- _Exercise aim_
From the data below, copy each line that includes the word "included".

- _Material provided_
PR #853, opened 2024-05-29
Add configurable statement_timeout to prune and vacuum workers

ezekg:
Some of these queries need a longer `statement_timeout` than our default. This makes the timeouts configurable.

### DIFF
--- a/lib/statement_timeout.rb
+++ b/lib/statement_timeout.rb
@@ -1,0 +1,32 @@
+# frozen_string_literal: true
+
+module StatementTimeout
+  module QueryMethodsExtension
+    def statement_timeout(timeout)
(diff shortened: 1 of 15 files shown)


lib/statement_timeout.rb
```diff
@@ -0,0 +1,32 @@
+# frozen_string_literal: true
+
+module StatementTimeout
+  module QueryMethodsExtension
+    def statement_timeout(timeout)
```
ezekg, line 5: Would be cool to eventually support usage without a block, too. E.g.:

```rb
License.statement_timeout(1.minute).some_heavy_report
```

I reserved the `statement_timeout` gem name, too.

PR #858, opened 2024-07-01
fix(api): update rate limiting docs URL

Pinjasaur:
Accidentally spammed the API a few too many times and realized the included `errors` URL isn't correct any more. Otherwise, helpful docs. 🙂


ezekg:
Appreciate it! I've been meaning to update this but I kept forgetting.

PR #863, opened 2024-07-15
Add SAML/SSO

### LINKED ISSUE #409: Add SAML/SSO
Let's use WorkOS for this. Seems [pretty simple to integrate](https://workos.com/docs/sso/2-add-sso-to-your-app). Pricing also [looks good](https://workos.com/pricing).

### Redirect

Use the normal create token endpoint. Add an `SSO_REQUIRED` error code when the current account or user requires SSO.

```
POST /v1/tokens
401 Unauthorized
Location: <authorization_url>
{
  "errors": [
    {
      "title": "Unauthorized",
      "detail": "single sign on is required",
      "code": "SSO_REQUIRED"
    }
  ],
  "links": {
    "redirect": "<authorization_url>"
  }
}
```

The client i.e. Portal MUST manually redirect to the WorkOS authorization URL.

Docs: https://workos.com/docs/reference/sso/get-authorization-url

### Callback

The callback is contains a `code` query param that can be exchanged for a user profile. After retrieving the user, we MAY need to create the user, and then we MUST generate a token for the authenticated user.

We can optionally use the `state` query param to store additional state, such as account or redirect URL.

After the user has been authenticated, we redirect to Portal.

```
GET /v1/workos?code=<code>&state=<account>
301 Temporary Redirect
Location: https://portal.keygen.sh/<account>
```

I'm thinking we should generate an SSO-specific token that can only be used via Portal e.g. using a strict/secure cookie. ~~But using cookies creates other problems, such as accounts using a self-hosted Portal not being able to use SSO. (We COULD keep the `Referrer` in the `state` parameter of the authorization URL, but that introduces an open redirect attack vector...)~~ If this becomes a problem, we can manually set a `sso_redirect_url` column for accounts using SSO.

Docs: https://workos.com/docs/reference/sso/get-authorization-url/redirect-uri

ezekg:
Closes #409. Implements SAML/SSO using [WorkOS](https://workos.com). Implements [JIT-provisioning](https://workos.com/docs/sso/jit-provisioning) for new users.

This includes support for the following:

- Google OAuth
- GitHub OAuth
- Microsoft OAuth
- Apple OAuth
- SAML

Each WorkOS connection costs us $125/mo, so this will be for Ent tiers only. Others can look into e.g. https://aglide.com.

Manual account setup right now, i.e. adding `sso_organization_id`, etc.:

```rb
account.update(
  sso_organization_domains: %w[example.com],
  sso_organization_id: 'org_123',
)
```

## Prereqs

- [ ] Write integration/unit tests for SSO.
- [ ] Write tests for session-based authentication.
- [ ] Third-party security review.

## Subreqs

- [ ] Update Keygen EE marketing pages to mention SSO.
- [ ] Add docs on new SSO-related error codes.
- [ ] Add docs on configuring SSO/SAML.
- [ ] Cut a new self-hosted release?
- [ ] Send Stdout 9.

### DIFF
--- a/app/controllers/auth/sso_controller.rb
+++ b/app/controllers/auth/sso_controller.rb
@@ -8,63 +8,27 @@ module Auth
 
     skip_verify_authorized
 
-    typed_query {
-      param :error_description, type: :string, optional: true, allow_blank: true
-      param :error, type: :string, optional: true, allow_blank: true
-      param :state, type: :string, optional: true, allow_blank: true
-      param :code, type: :string
-    }
     def callback
-      if (error_code = sso_query[:error]).present?
-        error_message = sso_query[:error_description]
+      Keygen::SSO.raise_on_request_error!(request) # handle errors
 
-        raise Keygen::Error::InvalidSingleSignOnError.new(
-          code: error_code.then { "SSO_#{_1.upcase}" unless _1.nil? },
-          detail: error_message,
-        )
-      end
+      code, state = request.query_parameters.values_at(:code, :state)
+      profile     = Keygen::SSO.redeem_code(code:)
+      account     = Keygen::SSO.lookup_account(
+        profile:,
+      )
 
-      code, state = sso_query.values_at(:code, :state)
-      profile     = WorkOS::SSO.profile_and_token(client_id: WORKOS_CLIENT_ID, code:)
-                               .profile
+      # assert the authn state matches what we expect e.g. the original email
+      # equals actual authenticated email
+      Keygen::SSO.raise_on_state_error!(state,
+        profile:,
+        account:,
+      )
 
-      account = Account.where.not(sso_organization_id: nil) # sanity-check
-                       .find_by(
-                         sso_organization_id: profile.organization_id,
-                       )
-
-      raise Keygen::Error::InvalidSingleSignOnError.new('account is invalid') if
-        account.nil?
-
-      # WorkOS recommends JIT-user-provisioning: https://workos.com/docs/sso/jit-provisioning
-      #
-      # 1. First, we attempt to find the user by their profile ID.
-      # 2. Next, we attempt to find the user by their email.
-      # 3. Otherwise, create a new user.
-      #
-      # Afterwards, we keep the user's profile up-to-date.
-      user = account.users.then do |users|
-        users.find_by(sso_profile_id: profile.id) || users.find_or_initialize_by(email: profile.email) do |u|
-          u.sso_profile_id    = profile.id
-          u.sso_connection_id = profile.connection_id
-          u.sso_idp_id        = profile.idp_id
-          u.first_name        = profile.first_name
-          u.last_name         = profile.last_name
-          u.email             = profile.email
-
-          # TODO(ezekg) eventually implement workos groups?
-          u.grant_role! :admin
-        end
-      end
-
+      user = Keygen::SSO.lookup_or_provision_user(profile:, account:)
       user.update!(
         # Generate a nonce to assert that only 1 SSO-based session can be
         # active for a user at any given time.
         session_nonce: SecureRandom.random_number(2**32),
-        # Keep the user's profile up-to-date with the IdP.
-        first_name: profile.first_name,
-        last_name: profile.last_name,
-        email: profile.email,
       )
 
       # We use encrypted session cookies for SSO authentication because we
@@ -74,13 +38,7 @@ module Auth
       session[:account_id] = account.id
       session[:user_id]    = user.id
 
-      redirect_to portal_url(account), status: :temporary_redirect,
-                                       allow_other_host: true
-    rescue WorkOS::APIError => e
-      raise Keygen::Error::InvalidSingleSignOnError.new(
-        code: e.code.then { "SSO_#{_1.upcase}" unless _1.nil? },
-        detail: e.message,
-      )
+      redirect_to portal_url(account), status: :see_other, allow_other_host: true
     end
   end
 end
--- a/app/controllers/auth/sso_controller.rb
+++ b/app/controllers/auth/sso_controller.rb
@@ -1,0 +1,49 @@
+# frozen_string_literal: true
+
+module Auth
+  KEYGEN_PORTAL_HOST = ENV.fetch('KEYGEN_PORTAL_HOST') { 'portal.keygen.sh' }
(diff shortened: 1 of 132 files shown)


app/controllers/concerns/authentication.rb
```diff
@@ -79,6 +117,23 @@ def authenticate_with_http_license(&auth_procedure)
     auth_procedure.call(license_key)
   end
 
+  def http_session_authenticator(session)
+    return nil if
+      current_account.nil? || session.nil?
+
+    user = current_account.users.for_environment(current_environment, strict: current_environment.nil?)
```
ezekg, line 124: Still need to set current account from session.

app/models/user.rb
```diff
@@ -470,6 +470,8 @@ def status
     end
   end
 
+  def single_sign_on_enabled? = account.sso?
```
ezekg, line 473: Disable updates to email when SSO is enabled.

ezekg: Should we also disable password reset fulfillment for accounts with SSO?

ezekg: Ref: https://workos.com/blog/the-developers-guide-to-sso

app/controllers/auth/sso_controller.rb
```diff
@@ -0,0 +1,49 @@
...
+    def callback
+      code, state = sso_query.values_at(:code, :state)
+      profile     = WorkOS::SSO.profile_and_token(client_id: WORKOS_CLIENT_ID, code:)
+                               .profile
+
+      # TODO(ezekg) error handling e.g. code is invalid, error callback,
+      #             failure to find/create user, etc.
+
+      account = Account.find_by!(sso_organization_id: profile.organization_id)
+      user    = account.users.find_or_create_by!(email: profile.email) do |u|
```
ezekg, line 24: Should this do a find by `profile.connection_id` instead?

app/controllers/concerns/authentication.rb
```diff
@@ -97,42 +152,38 @@ def query_token_authenticator(query_token)
   end
 
   def http_password_authenticator(username = nil, password = nil)
+    if current_account.sso? && current_account.sso_organization_domains.any? { username.ends_with?(_1) } # for JIT-user-provisioning
+      redirect = Keygen::SSO.authorization_url(account: current_account, email: username)
```
ezekg, line 156: Need to pass in `provider:`.

app/controllers/concerns/authentication.rb
```diff
@@ -97,42 +152,38 @@ def query_token_authenticator(query_token)
...
-      raise Keygen::Error::UnauthorizedError.new(
-        detail: 'email and password must be valid',
-        code: 'CREDENTIALS_INVALID',
-        header: 'Authorization',
-      )
+      raise Keygen::Error::InvalidCredentialsError.new(header: 'Authorization')
+    end
+
+    if user.single_sign_on_enabled?
+      redirect = Keygen::SSO.authorization_url(account: current_account, email: user.email)
```
ezekg, line 169: Need to pass in `provider:`.

app/controllers/concerns/authentication.rb
```diff
@@ -97,42 +152,38 @@ def query_token_authenticator(query_token)
   end
 
   def http_password_authenticator(username = nil, password = nil)
+    if current_account.sso? && current_account.sso_organization_domains.any? { username.ends_with?(_1) } # for JIT-user-provisioning
```
ezekg, line 155: Is this the best way to check if the user's email is for one of the org's domains?

ezekg: For example, if the org domain was `actor.example`, `badactor.example` would also match.

config/application.rb
```diff
@@ -34,6 +34,17 @@ class Application < Rails::Application
     # Skip views, helpers and assets when generating a new resource.
     config.api_only = true
 
+    # Use cookies for sessions
+    config.session_store :cookie_store, key: '_keygen_session',
```
ezekg, line 38: Should we use a `Session` model instead? It'd give us auditable sessions and also make them revocable.

ezekg: We could start with a `UserSession` model.

ezekg: Ref https://github.com/rails/rails/pull/52328.

ezekg: Maybe we should do the session stuff in a separate PR?

app/controllers/auth/sso_controller.rb
```diff
@@ -0,0 +1,42 @@
+# frozen_string_literal: true
+
+module Auth
+  class SsoController < Api::V1::BaseController
+    include ActionController::Cookies
+
```
ezekg, line 6: This controller should assert the SSO entitlement, i.e. it should only be available in Keygen EE.

app/models/account.rb
```diff
@@ -289,6 +289,16 @@ def protected?
     protected
   end
 
+  def sso? = sso_organization_id?
```
ezekg, line 292: Should we also check `ent?`, or should we let this be open in case we sell an SSO add-on for Std tiers too?

lib/keygen/sso.rb
```diff
@@ -0,0 +1,121 @@
+# frozen_string_literal: true
+
+module Keygen
+  module SSO
```
ezekg, line 4: Move to EE namespace.

app/controllers/concerns/authentication.rb
```diff
@@ -96,43 +157,42 @@ def query_token_authenticator(query_token)
...
-        raise Keygen::Error::UnauthorizedError.new(
-          detail: 'second factor must be valid',
-          code: 'OTP_INVALID',
-          pointer: '/meta/otp',
-        )
+        raise Keygen::Error::InvalidSecondFactorError.new(pointer: '/meta/otp')
       end
     end
 
     unless user.password? && user.authenticate(password)
```
ezekg, line 194: Should we return a `PASSWORD_REQUIRED` error code when SSO is not required, and the user has a password set but no password was provided? This could let us do the typical email first, password second, which allows SSO to replace password for some users (and eventually e.g. magic links, etc.)

ezekg:
Should we add a `/v1/sessions` route that aliases `/v1/tokens`, or should SSO/magic-links move to a sessions route?

PR #6669, opened 2020-02-08
Create install_capital.txt

MikhailKasimov:
```# Reference: https://twitter.com/benkow_/status/1225786810330222594```
```# Reference: https://twitter.com/benkow_/status/1225784901502472192 (Reason of putting this as dedicated trail instead of ```pua.txt```: ```When AdWare Becomes Pay-per-Install Cyber-Crime.``` (c))```
```# Reference: https://pastebin.com/LhVBum2q (``` C&C domains from 2017 to 2020```).```


stamparm:
1) `The security industry has been indulgent with PPI for years considering it just as adware-related but the reality is very different, these networks are potentially huge malware distributors frequently used by various cyber-criminals.` -> `malicious/install_capital.txt`
2) `We observed more than 500 offers and almost 200,000 domains between 2017 and 2020 and all those domains point to the same IP: 54.88.21[.]193.` -> maybe it would make sense to just compress everything to a single IP (`54.88.21.193`) as your initial commit contains almost 200 thousands domains (not sure that its worth to have them all included - taking too much users memory for a something that is not worth of it)

MikhailKasimov:
Resounded in #6691

PR #6735, opened 2020-02-12
Update lokibot.txt

MikhailKasimov:
Two sites are legit compromised.


stamparm:
p.s. we had those conversations. If particular directory is being used (e.g. `http://46.21.147.207/primeight/logs/fre.php`) that's a more valuable trail than the IP itself as that same IP will be later reused for legitimate purposes

MikhailKasimov:
> /fre.php

This generic will cover this and it lives hundrends of years for Lokibot. We spoke on ```/sab.php``` and this trail claims to have some /subdirectory/. That's why I use pure IP -- potentially MT could cover other malwares related to this IP.

PR #6736, opened 2020-02-12
Update generic.txt

MikhailKasimov:
This live hundreds of years in ```generic```, ```email_stealer```, ```ta505```, ```amadey```.


stamparm:
There is no more `email_stealer`. It is now merged into `generic` (we spoke over this)

stamparm:
Reopening because of `ta505` and `amadey`

PR #6744, opened 2020-02-13
Update lokibot.txt

MikhailKasimov:


stamparm:
Please don't use this as there are numerous cases of compromise (particularly in case of trails with URLs). Also, just a note, comments start with `#`

PR #6769, opened 2020-02-14
Update bad_service.txt

MikhailKasimov:
```107.189.7.176``` returns ```crypters.info```, but if to put ```http://107.189.7.176/crypter/``` -- it returns subfolders, which can contain POST-ed info from backdoors. Simultaneously ```crypters.info``` is not malicious by itself. So -- ```bad_service.txt```.


MikhailKasimov:
UPD: Domain will be detected as ```bad_service.txt```, but IP -- as ```generic.txt``` one. See https://github.com/stamparm/maltrail/pull/6759/commits/b864970b1ac722272fc51de8a1c95dc295f75df5

PR #6802, opened 2020-02-16
Update pua.txt

MikhailKasimov:
OSX Adware


MikhailKasimov:
Resounded in https://github.com/stamparm/maltrail/pull/6803

PR #6830, opened 2020-02-17
Update lokibot.txt

MikhailKasimov:


stamparm:
p.s. if there are more than 20 IOCs, be sure that there are lots of compromised servers inside (e.g. assemba.co.uk, brodam.ro, centrehotel.vn, etc.)

MikhailKasimov:
OK, because I've cleaned some compromised sites. Thanks!

PR #6848, opened 2020-02-18
Update ursnif.txt

MikhailKasimov:
Despite on being declared as ```ransomware``` (without name) and having tail ```/pagkit56.php```, which  is very similar to ```ursnif```-based variations, let it all live in ```ursnif.txt```.

### DIFF
--- a/trails/static/malware/ursnif.txt
+++ b/trails/static/malware/ursnif.txt
@@ -2233,10 +2233,6 @@ lapenik.at
 g4xp7aanksu6qgci.onion
 l35sr5h5jl7xrh2q.onion
 
-# Reference: https://twitter.com/reecdeep/status/1229674592068866048
-
-mengather.com
-
 # Generic trails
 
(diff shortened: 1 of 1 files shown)


stamparm:
A) https://app.any.run/tasks/362e833e-6eb1-47f7-8f4c-40949a02c9dc/ - modified files 2353
B) -> `generic.txt` (p.s. it uses extension ROGER, hence you can use `roger.txt`)

MikhailKasimov:
OK, will move domain there. Let tail live here.

stamparm:
Have to close this. Tail can't live in unrelated malware place

MikhailKasimov:
Why ```not related``` if it is similar (heur) to ```ursnif``` ?!

stamparm:
Mixing of two malware families because of "similar" trail(s) doesn't seem right. Somebody will search for that same trail in google and (s)he will be presented with ursnif name, while totally unrelated

PR #6929, opened 2020-02-21
Update nivdort.txt

MikhailKasimov:


stamparm:
We've already had similar discussions. Putting every DGA combination into any kind of network traffic monitoring system (even in Maltrail) is not considered as "efficient". Using tons of user's memory, with little to no benefits

PR #6951, opened 2020-02-22
Update tofsee.txt

MikhailKasimov:


stamparm:
Please use `#` for start of comment. I can see that you are using comment inside the comment, but just to have to concise across everywhere

PR #6965, opened 2020-02-23
Update predatory.txt

MikhailKasimov:
Some optimization.


stamparm:
Introducing too many IP based trails from a bulk export could introduce lots of FPs in the long run

PR #7068, opened 2020-02-27
Update netsupport.txt

MikhailKasimov:


stamparm:
If >10 IOCs in a report, **especially** if with full-paths, 99.99% be sure that majority are **compromised**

- _Problem solution_
Accidentally spammed the API a few too many times and realized the included `errors` URL isn't correct any more. Otherwise, helpful docs. 🙂
2) `We observed more than 500 offers and almost 200,000 domains between 2017 and 2020 and all those domains point to the same IP: 54.88.21[.]193.` -> maybe it would make sense to just compress everything to a single IP (`54.88.21.193`) as your initial commit contains almost 200 thousands domains (not sure that its worth to have them all included - taking too much users memory for a something that is not worth of it)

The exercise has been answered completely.